Somit ist derzeit die Verwendung von Benfotiamin als Nährstoff in Nahrungsergänzungsmitteln unzulässig, unabhängig von der Frage, ob Benfotiamin als Nährstoff sicher und bioverfügbar ist und es entsprechende Gutachten des Bundesinstitut für Arzneimittel und Medizinprodukte gibt.

Der von der Antragstellerin vorgebrachte Einwand, ihr stünde kein Weg offen, die Zulassung von Benfotiamin als Nährstoff in Nahrungsergänzungsmitteln zu erhalten, trifft nicht gänzlich zu. Ein Verfahren zur Ergänzung der Anlage I der Richtlinie 2002/46/EG ist in dem dortigen Art. 4 Abs. 5 vorgesehen. Ungeachtet der individuellen Einflussmöglichkeiten der Antragstellerin auf dieses Verfahren sieht der Senat bei der im Verfahren vorläufigen Rechtsschutzes nur gebotenen summarischen Prüfung - anders als das Verwaltungsgericht - keinen Anlass, an der Vereinbarkeit dieses Regelungsgefüges mit den Grundrechten der Antragstellerin aus Art. 2 oder Art. 12 GG zu zweifeln. Die nationalen Vorschriften stellen die Umsetzung der unionsrechtlichen Vorgaben dar, die andernfalls unmittelbar zur Anwendung kämen. So haben die Mitgliedstaaten gemäß Art. 3, Art. 4 Abs. 1 der Richtlinie 2002/46/EG dafür zu sorgen, dass Nahrungsergänzungsmittel nur dann in den Verkehr gebracht werden dürfen, wenn sie den Vorschriften der Richtlinie entsprechen, d.h. nur die in Anlage I enthaltenen Vitamine und Mineralstoffe für die Herstellung verwendet wurden. Dass dieser europäische Rahmen wegen Unvereinbarkeit mit Grundrechten nicht anwendbar sein soll, ist nicht erkennbar.

b) Es besteht auch tatsächlich ein besonderes Interesse am sofortigen Vollzug der Unterlassungsverfügung.

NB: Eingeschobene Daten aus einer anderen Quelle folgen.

PR #6806, opened 2024-05-01
Make `max_tree_size` configurable per-repository

issyl0:
Supersedes #6805 since that was from my personal fork.

## Description

- For GitHub Code Scanning functionality, we want to be able to enable Default Setup on more repos. That relies on Linguist for the language detection.
- We found that in very large repos, the `MAX_TREE_SIZE` constant was not high enough.
- This makes the `max_tree_size` value configurable in both `initialize` and `incremental` methods, with a default value of 100,000.
- ❓ This is my first contribution to Linguist and I have no idea if this is "the way".

## Checklist:

### DIFF
--- a/lib/linguist/repository.rb
+++ b/lib/linguist/repository.rb
@@ -10,9 +10,11 @@ module Linguist
   class Repository
     attr_reader :repository
 
+    MAX_TREE_SIZE = 100_000
+
     # Public: Create a new Repository based on the stats of
     # an existing one
-    def self.incremental(repo, commit_oid, old_commit_oid, old_stats, max_tree_size = 100_000)
+    def self.incremental(repo, commit_oid, old_commit_oid, old_stats, max_tree_size = MAX_TREE_SIZE)
       repo = self.new(repo, commit_oid, max_tree_size)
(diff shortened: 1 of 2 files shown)


lildude (approved):

lildude:
Please leave the merging to me.

lib/linguist/repository.rb
```diff
@@ -129,10 +131,9 @@ def current_tree
     end
 
     protected
-    MAX_TREE_SIZE = 100_000
```
Alhadis, line 132: Wouldn't it be wiser to keep `MAX_TREE_SIZE` as a class constant so we can DRY up the class's `initialize` and `self.incremental` methods? Both methods hardcode `100_000` as the default value for their `max_tree_size` parameters…

issyl0: Thanks for the review. This makes a lot of sense.

Alhadis (approved):

Pea1594 (approved):
🥰

lildude:
Merging so we can start conducting testing in prod. I won't be making a new release for this as we can vendor directly off master.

Der Antragsgegner hat zu Recht darauf verwiesen, dass es zur Gewährleistung des Verbraucherschutzes unabdingbar ist, mit sofortiger Wirkung zu unterbinden, dass die Antragstellerin weiterhin ein mit einem nicht zugelassenen Nährstoff versehenes Nahrungsergänzungsmittel in Verkehr bringt. Dass diese Interessen am sofortigen Vollzug mit den öffentlichen Interessen am Erlass und der Durchsetzung der Verfügung als solcher übereinstimmen, steht der Annahme eines besonderen Vollzugsinteresses nicht entgegen. Die Sicherstellung dient der Abwehr einer Gefahr für die öffentliche Sicherheit und ist auf den Schutz wichtiger Gemeinwohlbelange gerichtet. Das öffentliche Interesse an einer effektiven Gefahrenabwehr begründet für sich ein hinreichendes besonderes Interesse an einer sofortigen Vollziehung (vgl. Senatsbeschl. v. 12.12.2019 - 13 ME 320/19 -, juris Rn. 59 m.w.N.).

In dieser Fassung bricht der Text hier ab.